Izumi Y, Zorumski C F
Department of Psychiatry, Washington University School of Medicine, St. Louis, MO 63110.
Neuroreport. 1993 Sep;4(9):1131-4.
Stimulation of the Schaffer collateral projection to the CA1 region in rat hippocampal slices at 1 Hz for 15 min produced a N-methyl-D-aspartate (NMDA) receptor-dependent long-term depression (LTD) of synaptic responses and, when given after tetanic stimulation, reversed long-term potentiation (LTP). Both LTD and the reversal of LTP were blocked by the nitric oxide (NO) inhibitor L-NG-monomethylargine (L-NMMA). L-NG-nitroarginine (L-NOArg) and hemoglobin also blocked LTD. The inhibition of LTD by L-NMMA was overcome by L- but not D-arginine. Sodium nitroprusside and S-nitrosocysteine, agents that spontaneously release NO, mimicked the effect of 1 Hz stimulation. These results indicate that NO mediates LTD produced by sustained 1 Hz activation of CA1 synapses and support the hypothesis that NO mediates the inhibition of LTP produced by untimely activation of NMDA receptors.

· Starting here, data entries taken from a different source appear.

PR #3279, opened 2016-07-25
Change CROSSCOMPILE flag to NO_NATIVE_OPTIMIZATION

bearbin:


madmaxoft:
Don't let the natives march! (@tigerw -style pun :)

I don't like the new name of the flag. How about `NO_NATIVE_OPTIMIZATION` instead? Other compilers could have a similar flag and this says what it does, instead of what it is.

bearbin:
Does anybody else have an opinion on this? Otherwise I'll change it.

tigerw:
> Don't let the natives march! (@tigerw -style pun, so proud of myself :)

Hehe, my plans are working >:D

bearbin:
@madmaxoft I have changed the name to NO_NATIVE_OPTIMIZATION as you requested.

CMakeLists.txt
```diff
@@ -3,11 +3,11 @@
...
 #
 # This script supports some configuration through CMake arguments (-Dparam=val syntax):
-#   BUILD_TOOLS=1          sets up additional executables to be built along with the server (ProtoProxy, GrownBiomeGenVisualiser, MCADefrag)
-#   BUILD_UNSTABLE_TOOLS=1 sets up yet more executables to be built, these can be broken and generally are obsolete (GeneratorPerformanceTest)
-#   CROSSCOMPILE=1         marks the build as a crosscompile (doesn't include optimizations for current platform)
-#   DISABLE_SYSTEM_LUA=1   disables the use of system Lua interpreter; the tolua executable will be built and used instead. Incompatible with cross-compiling
-#   SELF_TEST=1            enables testing code to be built
+#   BUILD_TOOLS=1            sets up additional executables to be built along with the server (ProtoProxy, GrownBiomeGenVisualiser, MCADefrag)
+#   BUILD_UNSTABLE_TOOLS=1   sets up yet more executables to be built, these can be broken and generally are obsolete (GeneratorPerformanceTest)
+#   NO_NATIVE_OPTIMIZATION=1 disables CPU-specific optimisations, allows use on other CPUs of the same platform
```
madmaxoft: How about `disables CPU-specific optimisations for current machine` to make it blindingly obvious for us non-Linuxers? :)

COMPILING.md
```diff
@@ -144,31 +144,27 @@ to your cmake command and 32 bit will be forced.
 
 ### Compiling for another computer ###
 
-When cross-compiling for another computer it is important to set cross compiling mode. This tells the compiler not to optimise for your machine. This switch can be used with debug or release mode. To enable, simply add:
+When cross-compiling for another computer of the same architechture it is important to set the NO_NATIVE_OPTIMIZATION flag. This tells the compiler not to optimise for your machine. This switch can be used with debug or release mode. To enable, simply add:
```
madmaxoft: Add `of the same architecture` to the heading as well?

CMakeLists.txt
bearbin: Your suggestion here just makes it more confusing for me, I would be inclined not to include it.

COMPILING.md
bearbin: Done.

CMakeLists.txt
madmaxoft: It's just that `CPU-specific` sounds too general to me, I'd understand it as "disable optimizations that are x86-specific", rather than "for this particular CPU flavor".

bearbin: Done.

madmaxoft: Well you don't need to take me as the absolute. After all, English is not my native language, so perhaps you can come up with an even better description?
How about this: `disables optimisations specific for the CPU in this machine. Without this flag, the executable need not work on any other CPU, even of the same platform` (I'm a bit confused about "may not" and "need not", which one is better here?)

Issue #3138, opened 2016-04-12
Tab list sometimes doesn't update


mathiascode:
Sometimes, when a player leaves the server, their name stays in the online list that appears when pressing the tab key. This seems to happen randomly.

bearbin:
I think this is fixed with the latest build. Could you confirm @mathias-github ?

mathias-github:
This is not completely fixed yet. A player who joined and disconnected quickly didn't disappear from the tab list.

PR #3280, opened 2016-07-25
Fix tab list sometimes not updating after a player leaves.

bearbin:
When a player leaves the game, their client handle has its state
changed to csDestroyed.

This should fix issue #3138 

@madmaxoft how did this even work in the first place? Is there an error in the logic somewhere else?


bearbin:
@madmaxoft Is it possible this could get reviewed?

tigerw:
Might have been just a copy-paste error. Looks fine.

以1赫兹的频率刺激大鼠海马切片中向CA1区投射的Schaffer侧支15分钟,会产生一种依赖于N-甲基-D-天冬氨酸(NMDA)受体的突触反应长期抑制(LTD),并且在强直刺激后给予时,会逆转长期增强(LTP)。LTD和LTP的逆转均被一氧化氮(NO)抑制剂L-NG-单甲基精氨酸(L-NMMA)阻断。L-NG-硝基精氨酸(L-NOArg)和血红蛋白也阻断LTD。L-NMMA对LTD的抑制作用可被L-精氨酸而非D-精氨酸克服。硝普钠和S-亚硝基半胱氨酸这两种能自发释放NO的物质,模拟了1赫兹刺激的效果。这些结果表明,NO介导了由CA1突触持续1赫兹激活所产生的LTD,并支持了NO介导由NMDA受体过早激活所产生的LTP抑制作用这一假说。